__PROBLEM DESCRIPTION__.
Where in the data below does the word "endpointsInfo" appear? Copy each line that holds it.
== == ==
PR #9191, opened 2025-02-03
refactor(1-3336): useTrafficData / NetworkTrafficUsage.tsx cleanup

thomasheartman:
This PR refactors the `NetworkTrafficUsage.tsx` and `useTrafficData` files a bit.

The primary objective was to make the network traffic usage component easier to work with, so I suggest to the reviewer that they start there.

Part of that refactoring, was taking things out of the useTraffic hook that didn't need to be there. In the end, I'd removed so much that I didn't even need the hook itself in the new component, so I switched that to a regular useState.

It made more sense to me to put some of the functions inside the hook into a separate file and import them directly (because they don't rely on any hook state), so I have done that and removed those functions from the trafficData hook. In this case, I also moved the tests.

I have not added any new tests in this PR, but will do so in a follow-up. The functions I intend to test have been marked as such.


frontend/src/component/admin/network/NetworkTrafficUsage/NetworkTrafficUsage.tsx
```diff
@@ -149,8 +156,7 @@ const createBarChartOptions = (
     },
 });
 
-// this is primarily for dev purposes. The existing grid is very inflexible, so we might want to change it, but for demoing the design, this is enough.
-const NewHeader = styled('div')(({ theme }) => ({
+const TopRow = styled('div')(({ theme }) => ({
```
thomasheartman, line 162: This isn't a dev component anymore, but part of the new component.

frontend/src/component/admin/network/NetworkTrafficUsage/NetworkTrafficUsage.tsx
```diff
@@ -178,24 +187,21 @@ const NewNetworkTrafficUsage: FC = () => {
...
-        calculateOverageCost,
-        calculateEstimatedMonthlyCost,
-        endpointsInfo,
-    } = useTrafficDataEstimation();
+
+    const [chartDataSelection, setChartDataSelection] =
+        useState<ChartDataSelection>({
+            grouping: 'daily',
+            month: selectablePeriods[0].key,
+        });
```
thomasheartman, line 195: Turns out all I needed was the selection, so there's no point in using the old big hook.

frontend/src/component/admin/network/NetworkTrafficUsage/NetworkTrafficUsage.tsx
```diff
@@ -225,65 +231,42 @@ const NewNetworkTrafficUsage: FC = () => {
...
+        toDateRange(chartDataSelection),
+    );
 
     const data = newToChartData(traffic.usage);
+    const usageTotal = calculateTotalUsage(traffic.usage);
+    const overageCost = calculateOverageCost(
+        usageTotal,
+        includedTraffic,
+        BILLING_TRAFFIC_BUNDLE_PRICE,
+    );
```
thomasheartman, line 247: We don't need all the `useState` stuff to calculate this, so I've changed it to just regular functions.

frontend/src/component/admin/network/NetworkTrafficUsage/NetworkTrafficUsage.tsx
```diff
@@ -390,8 +362,6 @@ const OldNetworkTrafficUsage: FC = () => {
         toChartData,
         toTrafficUsageSum,
         endpointsInfo,
-        calculateOverageCost,
-        calculateEstimatedMonthlyCost,
```
thomasheartman, line 394: These two functions are now imported directly from the neighboring traffic calculations file. The functions have been copied over directly along with their tests, so I'm not worried about this change.

frontend/src/component/admin/network/NetworkTrafficUsage/PeriodSelector.tsx
```diff
@@ -1,70 +1,14 @@
...
-            currentDate.getMonth() - subtractMonthCount,
-            1,
-        );
-        selectablePeriods.push(
-            toSelectablePeriod(date, undefined, date > new Date('2024-03-31')),
-        );
-    }
-    return selectablePeriods;
-};
-
```
thomasheartman, line 67: This has been moved to `selectable-periods`. It's pretty close to what's in useTraffic data, but because we also want to show unselectable months in the grid, we make some small changes. This is also what's used in the new component.

frontend/src/component/admin/network/NetworkTrafficUsage/chart-data-selection.ts
thomasheartman, line 1: Extracting the type and transformation from the hook. It deserves its separate file

frontend/src/component/admin/network/NetworkTrafficUsage/chart-functions.ts
thomasheartman, line 1: This is primarily just moving the functions that the new traffic usage component uses from useTrafficData.

frontend/src/component/admin/network/NetworkTrafficUsage/traffic-calculations.ts
```diff
@@ -0,0 +1,154 @@
...
+export const filterData = (
+    data?: TrafficUsageDataSegmentedCombinedSchema,
+): TrafficUsageDataSegmentedCombinedSchema | undefined => {
+    if (!data) {
+        return;
+    }
+    // filter out endpoints not mentioned in endpointsInfo
+    // filter out any data from before May 2024
+    return data;
+};
```
thomasheartman, line 21: This function will be implemented and tested in the next iteration.

frontend/src/component/admin/network/NetworkTrafficUsage/traffic-calculations.ts
thomasheartman, line 1: This file now contains all the traffic data calculations we're doing.

frontend/src/component/admin/billing/BillingDashboard/BillingPlan/BillingDetailsPAYG.tsx
thomasheartman, line 1: Didn't realize these two components would need an update too. From a cursory glance, it looks like they're both importing a lot of stuff from useTrafficEstimation, including functions to transform the data into chart format, but without ever using that chart data. The only thing they seem to do with it is to use it to calculate the overage cost because the function to do so uses chart data and not API data (I don't quite understand why).

I might suggest also switching these to use the new endpoint and a new function behind a flag in a followup.

daveleek: Hard to remember details right now, but it's linked to filtering and grouping/pricing of requests done in `toChartData`. We're only interested in showing the numbers we're interested in charging for.

frontend/src/component/admin/network/NetworkTrafficUsage/NetworkTrafficUsage.tsx
daveleek: The reason for useStates littered across here is some uncertainty in whether or not a variable would be updated when dependencies updated. This might not be a problem, but potentially something to be aware of

frontend/src/component/admin/network/NetworkTrafficUsage/chart-functions.ts
```diff
@@ -0,0 +1,136 @@
...
+    } else {
+        return toDailyChartData(traffic);
+    }
+};
+
+type SegmentedSchemaApiData =
+    TrafficUsageDataSegmentedCombinedSchema['apiData'][0];
+
+// todo: integrate filtering `filterData` frontend/src/component/admin/network/NetworkTrafficUsage/util.ts
+const prepareApiData = (
```
daveleek, line 33: Since you've implemented the filtering here, the overage calculation could just be fed this output instead of the output from toChartData

daveleek (approved):
Huge and much needed refactoring, thank you! Bit too many changes to grasp the full extent of, but looks good! A round of click-testing might not be a bad idea :)

frontend/src/component/admin/billing/BillingDashboard/BillingPlan/BillingDetailsPAYG.tsx
thomasheartman: Yeah, that's what I figured too. I'll set that up in the follow-up, I think. Thanks for clarifying!

frontend/src/component/admin/network/NetworkTrafficUsage/NetworkTrafficUsage.tsx
thomasheartman: yeah. I've not seen any issues with that. I'll double check and then again when this goes out to sandbox, but I think it's fine.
== == ==
__YOUR SOLUTION__.
-        endpointsInfo,
         endpointsInfo,
+    // filter out endpoints not mentioned in endpointsInfo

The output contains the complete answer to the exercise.